PR #2225, opened 2024-10-28
#2238 Write function to compare transform string in Cypress tests

Jerinjk14:
Fixes: #2238  

           in the file; or

           it.

### DIFF
--- a/canvas_modules/harness/cypress/e2e/canvas/zoom.cy.js
+++ b/canvas_modules/harness/cypress/e2e/canvas/zoom.cy.js
@@ -101,7 +101,6 @@ describe("Test zoomToReveal function returns the appropriate zoom object for a n
 		cy.verifyCanvasTransform(undefined);
 		// Zooming the canvas.
 		cy.clickToolbarZoomOut();
-		// TODO -- write function to test these +/- 2 px.
 		cy.verifyCanvasTransform("translate(45.81818181818181,32.22727272727275) scale(0.9090909090909091)");
 		// Test get Zoom to reveal & ZoomTo
 		cy.selectEntryFromDropdown("Histogram");
@@ -150,7 +149,6 @@ describe("Test zoomToReveal function returns the appropriate zoom object for a l
 		cy.verifyCanvasTransform(undefined);
 		// Zooming the canvas.
 		cy.clickToolbarZoomOut();
-		// TODO -- write function to test these +/- 2 px.
 		cy.verifyCanvasTransform("translate(45.81818181818181,32.22727272727275) scale(0.9090909090909091)");
 		// Test get Zoom to reveal & ZoomTo
 		cy.selectEntryFromDropdown("Binding (entry) node-Execution node");
@@ -158,7 +156,6 @@ describe("Test zoomToReveal function returns the appropriate zoom object for a l
 		cy.setYPercentOffset(60);
 		cy.submitAPI();
 		cy.wait(500);
-		// TODO -- write function to test these +/- 2 px.
 		cy.verifyCanvasTransform("translate(498.32727272727266,290.85454545454536) scale(0.9090909090909091)");
 	});
 });
--- a/canvas_modules/harness/cypress/e2e/canvas/zoom.cy.js
+++ b/canvas_modules/harness/cypress/e2e/canvas/zoom.cy.js
@@ -77,7 +77,6 @@ describe("Test zoomToReveal function returns the appropriate zoom object for a n
 		cy.setXPercentOffset(25);
 		cy.setYPercentOffset(25);
 		cy.submitAPI();
-		cy.wait(500);
 		cy.verifyCanvasTransform("translate(-1529.2531391552911,-684.6045237056301) scale(1)");
 	});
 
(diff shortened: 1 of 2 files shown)


canvas_modules/harness/cypress/e2e/canvas/zoom.cy.js
```diff
@@ -138,22 +141,22 @@ describe("Test zoomToReveal function returns the appropriate zoom object for a l
...
+		cy.verifyCanvasTransform("translate(45.81818181818181,32.22727272727275) scale(0.9090909090909091)");
 		// Test get Zoom to reveal & ZoomTo
 		cy.selectEntryFromDropdown("Binding (entry) node-Execution node");
 		cy.setXPercentOffset(70);
 		cy.setYPercentOffset(60);
 		cy.submitAPI();
-		// TODO -- write function to test these +/- 2 px.
-		// cy.verifyCanvasTransform("translate(498.32727272727266,290.85454545454536) scale(0.9090909090909091)");
+		cy.wait(500);
+		cy.verifyCanvasTransform("translate(498.32727272727266,290.85454545454536) scale(0.9090909090909091)");
```
tomlyn, line 159: Did you test to see if your code will return an error if an incorrect value is provided? I tried changing this line to:
```
cy.verifyCanvasTransform("translate(200,290.85454545454536) scale(0.9090909090909091)");
``` 
That is, with 200 as the x parameter and the test passed! 

When writing any tests, it is just as important to make sure the test will fail, in an invalid situation,  as it is to make sure the test passes.  If the test doesn't fail in the invalid situation then there would be no reason to run the test in the first place -- right?

canvas_modules/harness/cypress/support/canvas/verification-cmds.js
```diff
@@ -1369,9 +1369,21 @@ Cypress.Commands.add("verifyNotificationIconType", (type) => {
 });
 
 Cypress.Commands.add("verifyCanvasTransform", (movString) => {
-	cy.get("#canvas-div-0 .d3-canvas-group")
-		.invoke("attr", "transform")
-		.should("eq", movString);
+	// Verify the argument passed is a string
+	if (movString === String) {
+		cy.get("#canvas-div-0 .d3-canvas-group", { timeout: 10000 })
```
tomlyn, line 1374: Is the `timeout` needed here. I see from the docs that the default is 4000 (4 seconds) which should be ample time for anything to happen in Common Canvas. We don't set this timeout anywhere else in the Cypress tests so if it isn't needed please remove it.

canvas_modules/harness/cypress/support/canvas/verification-cmds.js
```diff
@@ -1369,9 +1369,21 @@ Cypress.Commands.add("verifyNotificationIconType", (type) => {
...
+			.then((actualTransformString) => {
+				const expectedValues = parseTransformString(movString);
+				const actualValues = parseTransformString(actualTransformString);
+
+				// Compare each part of the transform with compareRange
+				compareCloseTo(actualValues.translateX, expectedValues.translateX);
+				compareCloseTo(actualValues.translateY, expectedValues.translateY);
+				compareCloseTo(actualValues.scale, expectedValues.scale);
+			});
+	}
```
tomlyn, line 1386: I know it ought to be unlikely but, what happens here if `movString` is not a string? Will the function return as if the comparison succeeded? If so that not what we want as we want the test to fail in all error situations.

If you are testing for a string higher up in the function because sometimes zoom.cy.js passes in an undefined value then your code should specifically test for "undefined" and return success and in any other case (other than "string" ) return failure. In fact, since undefined is a value that is specifically passed in by zoom.cy.js, what the function ought to do is make sure the `actualTransformString` is undefined in that situation.

canvas_modules/harness/cypress/support/canvas/verification-cmds.js
```diff
@@ -1369,9 +1369,21 @@ Cypress.Commands.add("verifyNotificationIconType", (type) => {
 });
 
 Cypress.Commands.add("verifyCanvasTransform", (movString) => {
-	cy.get("#canvas-div-0 .d3-canvas-group")
-		.invoke("attr", "transform")
-		.should("eq", movString);
+	// Verify the argument passed is a string
+	if (movString === String) {
```
tomlyn, line 1373: This isn't how you test for a string. This line of code is the reason invalid test situations are returning success (as mentioned in my comment above). You should use `typeof` to test for the type of a variable.

tomlyn (changes requested):

canvas_modules/harness/cypress/e2e/canvas/zoom.cy.js
Jerinjk14: I can see this error is occurring due to logic of checking the variable type, whether its a string or not, changed with 
if (typeof movString === "string") ,
now if the pixel range is other than +/-2 px, the test will fail
image

canvas_modules/harness/cypress/support/canvas/verification-cmds.js
Jerinjk14: I am able to fix this with if,else condition to check whether the movString is undefined, also if movString is not a string the test will fail with below error,
image

Jerinjk14:
@tomlyn ,I have pushed new commit as the issue with the cy.wait is because of using .then instead of .should,  we can ignore the unnecessary wait time now.

tomlyn (approved):
LGTM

----

Each line above is to be repeated exactly.

- **EXERCISE RESPONSE**
PR #2225, opened 2024-10-28
#2238 Write function to compare transform string in Cypress tests

Jerinjk14:
Fixes: #2238  

           in the file; or

           it.

### DIFF
--- a/canvas_modules/harness/cypress/e2e/canvas/zoom.cy.js
+++ b/canvas_modules/harness/cypress/e2e/canvas/zoom.cy.js
@@ -101,7 +101,6 @@ describe("Test zoomToReveal function returns the appropriate zoom object for a n
 		cy.verifyCanvasTransform(undefined);
 		// Zooming the canvas.
 		cy.clickToolbarZoomOut();
-		// TODO -- write function to test these +/- 2 px.
 		cy.verifyCanvasTransform("translate(45.81818181818181,32.22727272727275) scale(0.9090909090909091)");
 		// Test get Zoom to reveal & ZoomTo
 		cy.selectEntryFromDropdown("Histogram");
@@ -150,7 +149,6 @@ describe("Test zoomToReveal function returns the appropriate zoom object for a l
 		cy.verifyCanvasTransform(undefined);
 		// Zooming the canvas.
 		cy.clickToolbarZoomOut();
-		// TODO -- write function to test these +/- 2 px.
 		cy.verifyCanvasTransform("translate(45.81818181818181,32.22727272727275) scale(0.9090909090909091)");
 		// Test get Zoom to reveal & ZoomTo
 		cy.selectEntryFromDropdown("Binding (entry) node-Execution node");
@@ -158,7 +156,6 @@ describe("Test zoomToReveal function returns the appropriate zoom object for a l
 		cy.setYPercentOffset(60);
 		cy.submitAPI();
 		cy.wait(500);
-		// TODO -- write function to test these +/- 2 px.
 		cy.verifyCanvasTransform("translate(498.32727272727266,290.85454545454536) scale(0.9090909090909091)");
 	});
 });
--- a/canvas_modules/harness/cypress/e2e/canvas/zoom.cy.js
+++ b/canvas_modules/harness/cypress/e2e/canvas/zoom.cy.js
@@ -77,7 +77,6 @@ describe("Test zoomToReveal function returns the appropriate zoom object for a n
 		cy.setXPercentOffset(25);
 		cy.setYPercentOffset(25);
 		cy.submitAPI();
-		cy.wait(500);
 		cy.verifyCanvasTransform("translate(-1529.2531391552911,-684.6045237056301) scale(1)");
 	});
 
(diff shortened: 1 of 2 files shown)


canvas_modules/harness/cypress/e2e/canvas/zoom.cy.js
```diff
@@ -138,22 +141,22 @@ describe("Test zoomToReveal function returns the appropriate zoom object for a l
...
+		cy.verifyCanvasTransform("translate(45.81818181818181,32.22727272727275) scale(0.9090909090909091)");
 		// Test get Zoom to reveal & ZoomTo
 		cy.selectEntryFromDropdown("Binding (entry) node-Execution node");
 		cy.setXPercentOffset(70);
 		cy.setYPercentOffset(60);
 		cy.submitAPI();
-		// TODO -- write function to test these +/- 2 px.
-		// cy.verifyCanvasTransform("translate(498.32727272727266,290.85454545454536) scale(0.9090909090909091)");
+		cy.wait(500);
+		cy.verifyCanvasTransform("translate(498.32727272727266,290.85454545454536) scale(0.9090909090909091)");
```
tomlyn, line 159: Did you test to see if your code will return an error if an incorrect value is provided? I tried changing this line to:
```
cy.verifyCanvasTransform("translate(200,290.85454545454536) scale(0.9090909090909091)");
``` 
That is, with 200 as the x parameter and the test passed! 

When writing any tests, it is just as important to make sure the test will fail, in an invalid situation,  as it is to make sure the test passes.  If the test doesn't fail in the invalid situation then there would be no reason to run the test in the first place -- right?

canvas_modules/harness/cypress/support/canvas/verification-cmds.js
```diff
@@ -1369,9 +1369,21 @@ Cypress.Commands.add("verifyNotificationIconType", (type) => {
 });
 
 Cypress.Commands.add("verifyCanvasTransform", (movString) => {
-	cy.get("#canvas-div-0 .d3-canvas-group")
-		.invoke("attr", "transform")
-		.should("eq", movString);
+	// Verify the argument passed is a string
+	if (movString === String) {
+		cy.get("#canvas-div-0 .d3-canvas-group", { timeout: 10000 })
```
tomlyn, line 1374: Is the `timeout` needed here. I see from the docs that the default is 4000 (4 seconds) which should be ample time for anything to happen in Common Canvas. We don't set this timeout anywhere else in the Cypress tests so if it isn't needed please remove it.

canvas_modules/harness/cypress/support/canvas/verification-cmds.js
```diff
@@ -1369,9 +1369,21 @@ Cypress.Commands.add("verifyNotificationIconType", (type) => {
...
+			.then((actualTransformString) => {
+				const expectedValues = parseTransformString(movString);
+				const actualValues = parseTransformString(actualTransformString);
+
+				// Compare each part of the transform with compareRange
+				compareCloseTo(actualValues.translateX, expectedValues.translateX);
+				compareCloseTo(actualValues.translateY, expectedValues.translateY);
+				compareCloseTo(actualValues.scale, expectedValues.scale);
+			});
+	}
```
tomlyn, line 1386: I know it ought to be unlikely but, what happens here if `movString` is not a string? Will the function return as if the comparison succeeded? If so that not what we want as we want the test to fail in all error situations.

If you are testing for a string higher up in the function because sometimes zoom.cy.js passes in an undefined value then your code should specifically test for "undefined" and return success and in any other case (other than "string" ) return failure. In fact, since undefined is a value that is specifically passed in by zoom.cy.js, what the function ought to do is make sure the `actualTransformString` is undefined in that situation.

canvas_modules/harness/cypress/support/canvas/verification-cmds.js
```diff
@@ -1369,9 +1369,21 @@ Cypress.Commands.add("verifyNotificationIconType", (type) => {
 });
 
 Cypress.Commands.add("verifyCanvasTransform", (movString) => {
-	cy.get("#canvas-div-0 .d3-canvas-group")
-		.invoke("attr", "transform")
-		.should("eq", movString);
+	// Verify the argument passed is a string
+	if (movString === String) {
```
tomlyn, line 1373: This isn't how you test for a string. This line of code is the reason invalid test situations are returning success (as mentioned in my comment above). You should use `typeof` to test for the type of a variable.

tomlyn (changes requested):

canvas_modules/harness/cypress/e2e/canvas/zoom.cy.js
Jerinjk14: I can see this error is occurring due to logic of checking the variable type, whether its a string or not, changed with 
if (typeof movString === "string") ,
now if the pixel range is other than +/-2 px, the test will fail
image

canvas_modules/harness/cypress/support/canvas/verification-cmds.js
Jerinjk14: I am able to fix this with if,else condition to check whether the movString is undefined, also if movString is not a string the test will fail with below error,
image

Jerinjk14:
@tomlyn ,I have pushed new commit as the issue with the cy.wait is because of using .then instead of .should,  we can ignore the unnecessary wait time now.

tomlyn (approved):
LGTM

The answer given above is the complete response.